J'ai le feeling que ce n'est pas de tout correcte!

aidez-moi svp!!


----------



## geve

Hello scandalously!

Un ou une photographe = un homme ou une femme qui prend des photograph*i*es ("des photos" en langage courant)  

Sans plus de contexte, "un photographe en herbe", ça me paraît bien...


----------



## scandalously in love

merci, geve!

Et tu ne crois pas l'expression trop étrange?

(pour plus de contexte...) Je décris une amie qui a pris une bonne photo. Elle est jeune, et c'est une expression à commenter qu'elle a du potentiel à devenir photographe.


----------



## timboleicester

scandalously in love said:
			
		

> merci, geve!
> 
> Et tu ne crois pas l'expression trop étrange?
> 
> (pour plus de contexte...) Je décris une amie qui a pris une bonne photo. Elle est jeune, et c'est une expression à commenter qu'elle a du potentiel à devenir photographe.


 
Diam a chanté "Je ne suis qu'une artiste *en devenir*"


----------



## Sanda

geve said:
			
		

> Hello scandalously!
> 
> Un ou une photographe = un homme ou une femme qui prend des photograph*i*es ("des photos" en langage courant)
> 
> Sans plus de contexte, "un photographe en herbe", ça me paraît bien...



Je suis d'accord aussi avec "photographe en herbe", ça n'est pas du tout bizarre en français, si c'est ce dont tu voulais t'assurer.

"Photographe en devenir" est bien aussi, peut-être un peu plus formel ou soutenu, un peu plus écrit. Ce n'est que mon avis, bien sûr.


----------



## scandalously in love

merci Sanda...

j'ai fait une recherche à google, et "photographe en herbe" est très très populaire (10 000 + hits)  puis "photographe en devenir" est reconnu, mais pas trop populaire (moins de 50 hits)...

Alors, je pense que votre déclaration est bien vraie, Sanda.  

merci!


----------



## Sanda

scandalously in love said:
			
		

> merci Sanda...
> 
> j'ai fait une recherche à google, et "photographe en herbe" est très très populaire (10 000 + hits)  puis "photographe en devenir" est reconnu, mais pas trop populaire (moins de 50 hits)...
> 
> Alors, je pense que votre déclaration est bien vraie, Sanda.
> 
> merci!



Je voulais aussi préciser un peu : il me semble que "en herbe" s'utilise davantage à propos d'enfants ou de personnes jeunes. Après, cela pourrait être pris comme un peu "derogatory". Par exemple, un adulte qui commence la photo (ou autre chose), de façon sérieuse, peut-être pour devenir professionnel : dire de cette personne que c'est un photographe "en herbe" pourrait renvoyer à l'idée d'amateurisme.

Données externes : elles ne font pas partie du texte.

Issue #235, opened 2022-03-22
Right indexing with negative numbers


daphne-eu:
In GitLab by @pdamme on Mar 22, 2022, 18:26

By right indexing, we can access parts of data objects (matrices/frames) by position. For instance, `y = X[, 5]` extracts the 5th column from `X` and stores it in `y`. At the moment, we silently assume that positions are *non-negative*. However, for convenience, it would be great to support right indexing with *negative* numbers, too. The semantics should be the same as in many other languages: start counting from the end. For instance, `y = X[, -1]` should extract the *last* column in `X`, which is equivalent to `y = X[, ncol(X) - 1]`.

PR #970, opened 2025-06-29
[DAPHNE-#235] Support negative indexing in left and right indexing operations on matrices and frames

BlaiPuchol:
This PR adds **support for negative indexing in both left and right indexing operations** on matrices and frames #235. The changes include:

Right indexing enhancements:
- Support for negative row/column positions in Frame, Matrix and DenseMatrix right indexing with scalars and ranges.
- New test cases (right_indexing_success_7/8) covering various combinations of negative indices.
- Removal of outdated error handling for out-of-bounds negative indices.

Left indexing enhancements:
- Support for negative indices in Matrix and DenseMatrix left indexing with scalars and ranges.
- New test cases (left_indexing_success_4/5/6) validating negative indexing for various input types and configurations.
- Removal of outdated error handling for out-of-bounds negative indices.


BlaiPuchol:
Thanks for your comments @pdamme . Here I'm going to either explain why the code is like that or state if the point has been solved:

- [x] **Ensure the CI checks pass.** I think now it will pass. 

- [x] **Script-level test cases checking out-of-bounds situations for left and right indexing.** I have added 4 new failure tests: `right_indexing_failure_{11,12}.daphne` and `right_indexing_failure_{8,9}.daphne`.
- [x] **Conversion of negative indices.**. The suggestion was to simplify the negative index conversion. However, this change breaks a fundamental feature: single-element indexing with negative numbers, such as `X[-1, -1]`.

  If I understand it correctly, in DAPHNE, an indexing operation like `X[-1, -1]` is lowered by the compiler into `Slice` operations. Accessing a single index `i` is represented as a slice from `i` up to (but not including) `i+1`.

  *   The row index `[-1]` becomes a `SliceRowOp` with `lowerIncl = -1` and `upperExcl = -1 + 1 = 0`.
  *   The column index `[-1]` becomes a `SliceColOp` with `lowerIncl = -1` and `upperExcl = -1 + 1 = 0`.

  The core of the problem lies in correctly converting these `[-1:0]` slices into positive indices.

  **Why the simplified code fails**

  Let's trace the row slice `lowerIncl=-1`, `upperExcl=0` on a matrix with 10 rows (`srcNumRows = 10`) using the proposed simplified logic:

Je ne sais pas s'il y a cette touche qui peut être plus ou moins moqueuse dans la version anglaise "budding photographer" (or else). What do you say?


----------



## edwingill

un photographe naissant


----------



## scandalously in love

Sanda, 

Moi, je dirais pas de tout...  (en anglais)

L'idée de quelqu'un "budding" en anglais c'est une idiome plutot positive et encourageante... comme on ne sait pas jusqu'à quel point leur potentiel pourrait les emmène...  (si ca du sens..)


----------



## geve

edwingill said:
			
		

> un photographe naissant


ça ne sonne pas très juste...

Je suis d'accord avec l'explication de Sanda : "un photographe en herbe" est flatteur pour une jeune personne, mais pour un adulte c'est moins approprié (à cause de cette connotation possible d'amateur).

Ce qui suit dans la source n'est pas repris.